GIVEN ENTRIES —

________

PR #29, opened 2022-04-08
fix(across-v2): check code before sending

Gamaranto:
Checks there is code at the spoke address to prevent sending/approving to an EOA or the zero address


daywiss (approved):

src/utils/bridge.ts
```diff
@@ -291,6 +291,11 @@ export async function sendAcrossDeposit(
   }: AcrossDepositArgs
 ): Promise<ethers.providers.TransactionResponse> {
   const spokePool = getSpokePool(fromChain);
+  const provider = PROVIDERS[fromChain]();
```
mrice32, line 294: @daywiss @Gamaranto, do y'all think it would be better to build a wrapper for the ethers provider that automatically does this on txn send rather than trying to put these calls everywhere we send a txn?

mrice32 (commented):
One one high level comment!

src/utils/bridge.ts
Gamaranto: yes, I think proxing the sender or the provider would be preferrable, this was more of a super quick fix

mrice32 (approved):

PR #33, opened 2022-04-12
feat: disable deposits and show banner

Tulun:
Screen Shot 2022-04-12 at 12 46 52 PM

To see, add: REACT_APP_DISABLE_DEPOSITS = true to .env .


src/components/PoolForm/AddLiquidityForm.tsx
```diff
@@ -246,13 +253,17 @@ const AddLiquidityForm: FC<Props> = ({
...
+            ((provider && !!disableDeposits) ||
+              !provider ||
+              !!formError ||
+              Number(amount) <= 0) &&
+            isConnected
           }
-          onClick={() =>
-            approveOrPoolTransactionHandler().catch((err) =>
+          onClick={() => {
+            return approveOrPoolTransactionHandler().catch((err) =>
```
daywiss, line 263: why does this need to return

src/utils/constants.ts
```diff
@@ -560,3 +561,4 @@ export function makePoolClientConfig(chainId: ChainId): acrossSdk.pool.Config {
 // FIXME: Switch to Mainnet in prod, when we have a mainnet hub pool
 export const HUBPOOL_CHAINID = isProduction() ? ChainId.KOVAN : ChainId.KOVAN;
 export const HUBPOOL_CONFIG = makePoolClientConfig(HUBPOOL_CHAINID);
+export const disableDeposits = process.env.REACT_APP_DISABLE_DEPOSITS;
```
daywiss, line 564: we havent been good about this, but we should probably add this to readme

daywiss (approved):
minor things but seems good. i would suggest though adding it to readme

src/utils/constants.ts
Tulun: Yeah good call.

src/components/PoolForm/AddLiquidityForm.tsx
Tulun: It doesn't, we just often have a pattern of conditional returns, so I just set it up earlier when I realized this function call (approveOrPoolTransactionHandler) was actually doing 4-5 things.

PR #34, opened 2022-04-13
fix: revert destination address by passing empty value

amateima:
Signed-off-by: amateima <amatei@umaproject.org

Quick PR that allows the user to revert the destination address to the connected wallet  by allowing to pass an empty value

Screenshot 2022-04-13 at 04 19 46

### DIFF
--- a/src/components/AddressSelection/useAddressSelection.ts
+++ b/src/components/AddressSelection/useAddressSelection.ts
@@ -5,7 +5,7 @@ import { useSendForm } from "hooks";
 import { CHAINS_SELECTION, isValidAddress } from "utils";
 
 export default function useAddressSelection() {
-  const { isConnected } = useConnection();
+  const { isConnected, account } = useConnection();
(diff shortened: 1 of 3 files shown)


daywiss (approved):
looks good

src/components/AddressSelection/useAddressSelection.ts
```diff
@@ -43,8 +43,12 @@ export default function useAddressSelection() {
...
   const handleSubmit = () => {
-    if (isValid && address) {
-      setToAddress(address);
+    if (isValid) {
+      if (address) {
+        setToAddress(address);
+      } else if (account) {
+        setToAddress(account);
+      }
       toggle();
```
Tulun, line 52: This conditional seems a bit confusing. If the address exists already, you're basically doing an early return, if I understand this correctly.

It might be clearer if it was like:

`if (isValid) {
    if (address) return setToAddress(address);
    if (account) return setToAddress(account);
  }
 `

PR #36, opened 2022-04-14
fix(across-v2): disable send until tx confirms

Gamaranto:
Fixes https://app.shortcut.com/uma-project/story/5238/send-button-is-enabled-while-a-deposit-is-pending

### DIFF
--- a/src/components/SendAction/useSendAction.ts
+++ b/src/components/SendAction/useSendAction.ts
@@ -39,9 +39,7 @@ export default function useSendAction(
       if (hasToApprove) {
         const tx = await approve();
         if (tx) {
-          tx.wait(CONFIRMATIONS).then(() => {
-            setTxPending(false);
-          });
+          tx.wait(CONFIRMATIONS).catch(console.error).finally(() => { setTxPending(false); });
         }
         return tx;
       } else {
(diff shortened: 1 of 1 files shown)


daywiss:
im getting an error when sending
eth/kovan->optimism-kovan
image

I think generally you may want to switch to using .finally() to `setPending` back to false. once this error triggers the button stays pending.

daywiss (commented):
would make it so setPending gets reset back to false on `.finally`

daywiss (approved):

src/components/SendAction/useSendAction.ts
```diff
@@ -59,20 +61,24 @@ export default function useSendAction(
...
+            .finally(() => { setTxPending(false); });
           // TODO: we should invalidate and refetch any queries of the transaction tab, so when a user switches to it, they see the new transaction immediately.
         }
         return tx;
       }
-    } finally {
-      setTxPending(false);
+    } catch (error) {
+      console.error(error);
+      console.error(`Something went wrong sending the transaction`)
```
daywiss, line 72: i think we still need a `setTxPending(false)` here because i keep getting into a state where the sending button doesnt go away

daywiss: basically i tried to send optimism kovan -> kovan, then hit send and closed the metamask dialog. this hit this part of the code and never re-enabled the button

Tulun (approved):

src/components/SendAction/useSendAction.ts
Gamaranto: good catch

PR #37, opened 2022-04-14
feat(across-v2): make order of tokens configurable

Gamaranto:
Makes the order in which the tokens appear in the dropdown configurable

### DIFF
--- a/src/data/token-order.json
+++ b/src/data/token-order.json
@@ -1,0 +1,1 @@
+["ETH", "WETH", "USDC", "DAI", "WBTC", "BOBA", "BADGER", "UMA"]
--- a/src/utils/constants.ts
+++ b/src/utils/constants.ts
@@ -11,6 +11,7 @@ import bobaLogo from "assets/boba-logo.svg";
 import polygonLogo from "assets/polygon-logo.svg";
 import { getAddress } from "./address";
 import rawTokens from "../data/tokens.json";
+import PREFERRED_TOKEN_ORDER from "../data/token-order.json";
 import * as superstruct from "superstruct";
 
 /* Colors and Media Queries section */
@@ -122,6 +123,8 @@ const TokensList = superstruct.array(
 export function isSupportedChainId(chainId: number): chainId is ChainId {
   return chainId in ChainId;
 }
+
+
 function processRawTokens(
   tokens: typeof rawTokens
 ): Record<ChainId, TokenList> {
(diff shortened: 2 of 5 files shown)


src/utils/constants.ts
```diff
@@ -130,10 +133,13 @@ function processRawTokens(
...
     }
-    const tokens = rawTokens.map((token) => ({
-      ...token,
-      logoURI: process.env.PUBLIC_URL + token.logoURI,
-    }));
+    let tokens = [];
+    for (let rawToken of rawTokens) {
+      const token = { ...rawToken, logoURI: process.env.PUBLIC_URL + rawToken.logoURI };
+      tokens[PREFERRED_TOKEN_ORDER.indexOf(token.symbol)] = token;
+    }
```
daywiss, line 140: it would make sense to me to generate this in the constants file at runtime and just export the sorted array so it could be re-used if needed.

daywiss (approved):

src/utils/constants.ts
Tulun: Are we also throwing an error when PUBLIC_URL isn't defined? seems like this could cause an issue. 

We should expose process.env.PUBLIC_URL as a variable as well.

Gamaranto: I think its fine as `PUBLIC_URL` is a variable that cra injects and will always be present https://create-react-app.dev/docs/advanced-configuration/

src/data/token-order.json
```diff
@@ -0,0 +1 @@
+["ETH", "WETH", "USDC", "DAI", "WBTC", "BOBA", "BADGER", "UMA"]
```
mrice32, line 1: What happens if there's a token in here that's not in the tokens.json? What happens if there's a token in the tokens.json that isn't in here?

src/utils/constants.ts
```diff
@@ -130,10 +133,13 @@ function processRawTokens(
     if (!isSupportedChainId(chainId)) {
       throw new Error(`Unsupported chainId: ${chainId}`);
     }
-    const tokens = rawTokens.map((token) => ({
-      ...token,
-      logoURI: process.env.PUBLIC_URL + token.logoURI,
-    }));
+    let tokens = [];
```
mrice32, line 136: Would this not be a slightly better alternative?
```ts
const tokens = PREFERRED_TOKEN_ORDER.map(symbol => {
  const rawToken = rawTokens.find(token => token.symbol === symbol)!;
  // Maybe throw error here if rawToken doesn't exist?
  // if (!rawToken) throw new Error(`${symbol} not found in rawTokens`);
  return { ...rawToken, logoURI: process.env.PUBLIC_URL + rawToken.logoURI };
});
```

The only reason I suggest this is that the edge cases seem easier to manage:
1. If PREFERRED_TOKEN_ORDER doesn't contain a configured token, that token is simply dropped from the output list
2. You can detect and throw if there is no configured token for something in PREFERRED_TOKEN_ORDER.

In the current implementation, 1 would cause something to be placed at the -1 index and 2 would cause indices to be undefined in the output array.

mrice32 (commented):
Looks good! Two minor questions/comments

Tulun (approved):

src/utils/constants.ts
Gamaranto: I like this suggestion , and implemented it with a slight adjustment, instead of throwing if a token in the preferred order is not present (which is fine since not all chains have the all the tokens) I've instead returned undefined and then filter the array

mrice32 (approved):
LGTM!

PR #38, opened 2022-04-17
feat(across-v2): add query params for bridge tab

Gamaranto:
Allows to pre-populate the send tab with the from and to chain from query params:
Example: `http://localhost:3000/bridge?from=288&to=1` would render a send tab from boba to mainnet

### DIFF
--- a/src/hooks/useSendForm.tsx
+++ b/src/hooks/useSendForm.tsx
@@ -17,9 +17,11 @@ import {
   CHAINS,
   filterTokensByDestinationChain,
   getReacheableChains,
+  canBridge,
 } from "utils";
 import { usePrevious } from "hooks";
 import { useConnection } from "state/hooks";
+import { useQueryParams } from "./useQueryParams";
 
 export enum FormStatus {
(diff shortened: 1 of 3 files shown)


daywiss (approved):
looks good to me

src/hooks/useSendForm.tsx
```diff
@@ -267,6 +269,24 @@ type SendFormManagerContext = FormState & {
...
+
+  useEffect(() => {
+    const fromChain = Number(params.from);
+    const toChain = Number(params.to);
+    const areSupportedChains = [fromChain, toChain].every((p) =>
+      CHAINS_SELECTION.includes(Number(p))
+    );
+    if (!areSupportedChains) {
+      return;
+    }
```
Tulun, line 282: I don't think you can do this in an effect -- return in an Effect should be a clean up function.

Gamaranto: It should be fine, if returning `undefined` the clean up function will just not run

PR #43, opened 2022-04-19
feat: empty and loading states for tx history

Tulun:
Empty and loading states for tx history: 
Screen Shot 2022-04-19 at 10 54 02 AM
Screen Shot 2022-04-19 at 11 00 30 AM

### DIFF
--- a/src/views/Transactions/Transactions.tsx
+++ b/src/views/Transactions/Transactions.tsx
@@ -66,6 +66,7 @@ const Transactions = () => {
     [rawOngoingTx, setOpenOngoingRow]
   );
 
+  const isTxPresent = !filledTx.length && !ongoingTx.length && !initialLoading;
   return (
     <Wrapper>
       {(ongoingTx.length === 0 || !isConnected) && (
@@ -124,7 +125,7 @@ const Transactions = () => {
                 <div>Loading...</div>
               </LoadingWrapper>
             )}
-            {!filledTx.length && !ongoingTx.length && !initialLoading && (
+            {isTxPresent && (
               <NotFoundWrapper>
                 <img src={emptyClouds} alt="empty_state" />
                 No transactions found.
--- a/src/views/Transactions/Transactions.tsx
+++ b/src/views/Transactions/Transactions.tsx
@@ -37,6 +37,7 @@ const Transactions = () => {
     setCurrentPage,
     rawFilledTx,
     rawOngoingTx,
+    initialLoading,
   } = useTransactionsView();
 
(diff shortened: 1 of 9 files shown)


src/views/Transactions/Transactions.tsx
```diff
@@ -107,6 +114,22 @@ const Transactions = () => {
...
+              <LoadingWrapper>
+                <FontAwesomeIcon
+                  icon={faCircleNotch}
+                  className="fa-spin"
+                  size="2x"
+                />
+                <div>Loading...</div>
+              </LoadingWrapper>
+            )}
+            {!filledTx.length && !ongoingTx.length && !initialLoading && (
```
Gamaranto, line 127: nit: we can abstract this into its own variable like `isTxPresent`

Gamaranto (approved):
just a nit, otherwise lgtm

src/views/Transactions/TransactionsTable/MobileTransactionsTable.tsx
```diff
@@ -30,84 +31,82 @@ const MobileTransactionsTable: FC<Props> = ({
...
-                        <div>{row.txHash}</div>
-                      </AccordionRow>
-                    </AccordionWrapper>
-                  )}
-                </>
-              );
-            })}
-          </StyledBody>
-        </StyledTableWrapper>
+      {rows.length && !initialLoading ? (
```
daywiss, line 38: imo the control of hiding/showing a component should happen in the parent unless its not being hidden fully

src/views/Transactions/TransactionsTable/TransactionsTable.tsx
```diff
@@ -17,55 +17,58 @@ interface Props {
...
-                          </StyledCell>
-                        );
-                      })}
-                    </StyledRow>
-                  );
-                })
-              : null}
-          </StyledBody>
-        </StyledTableWrapper>
+      {rows.length && !initialLoading ? (
```
daywiss, line 31: same here, it seems like the parent would be a better spot to hide the component

daywiss (approved):
looks good, id just address francescos comment

src/views/Transactions/TransactionsTable/TransactionsTable.tsx
Tulun: Fixed!

src/views/Transactions/Transactions.tsx
Tulun: Fair, abstracted.

PR #858, opened 2023-10-02
fix: update quote on error

dohaki:
Hopefully fixes ACX-1565

I could reproduce the above issue when I rejected the transaction within MetaMask and afterward changed the route or amount.

The root causes were:
- Fees were not updating when the action mutation errored by user rejecting a tx
- We did not let these kinds of errors bubble up and suppressed them.

### DIFF
--- a/src/views/Bridge/hooks/useBridgeAction.ts
+++ b/src/views/Bridge/hooks/useBridgeAction.ts
@@ -90,21 +90,17 @@ export function useBridgeAction(
     let succeeded = false;
     let timeSigned: number | undefined = undefined;
     let tx: ContractTransaction | undefined = undefined;
+    addToAmpliQueue(() => {
+      // Instrument amplitude before sending the transaction for the submit button.
+      ampli.transferSubmitted(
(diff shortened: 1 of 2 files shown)


src/views/Bridge/hooks/useBridgeAction.ts
```diff
@@ -90,21 +90,17 @@ export function useBridgeAction(
...
-          )
-        );
-      });
-      const timeSubmitted = Date.now();
+    addToAmpliQueue(() => {
+      // Instrument amplitude before sending the transaction for the submit button.
+      ampli.transferSubmitted(
+        generateTransferSubmitted(frozenQuote, referrer, frozenInitialQuoteTime)
+      );
+    });
```
pxrl, line 98: +1 this seems very helpful!

james-a-morris: Good call, @dohaki

james-a-morris (commented):
LGTM - I can't emulate the error anymore on this staging branch.

pxrl (approved):

PR #860, opened 2023-10-04
fix(sec): remove gcp key exposure

james-a-morris:
We shouldn't be exposing keys with the `REACT_APP` prefix unless they're designed to be exposed publicly (i.e. our RPC keys). 

We will need to modify our prod ENV to reflect this change.


nicholaspai (approved):
LGTM but make sure we have production env keys in before we deploy this

dohaki (approved):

________

WHAT YOU HAVE TO DO — In the records above, find each line with the string "opened" and list it.

OUTPUT OF THE TASK —
PR #29, opened 2022-04-08
PR #33, opened 2022-04-12
PR #34, opened 2022-04-13
PR #36, opened 2022-04-14
PR #37, opened 2022-04-14
PR #38, opened 2022-04-17
PR #43, opened 2022-04-19
PR #858, opened 2023-10-02
PR #860, opened 2023-10-04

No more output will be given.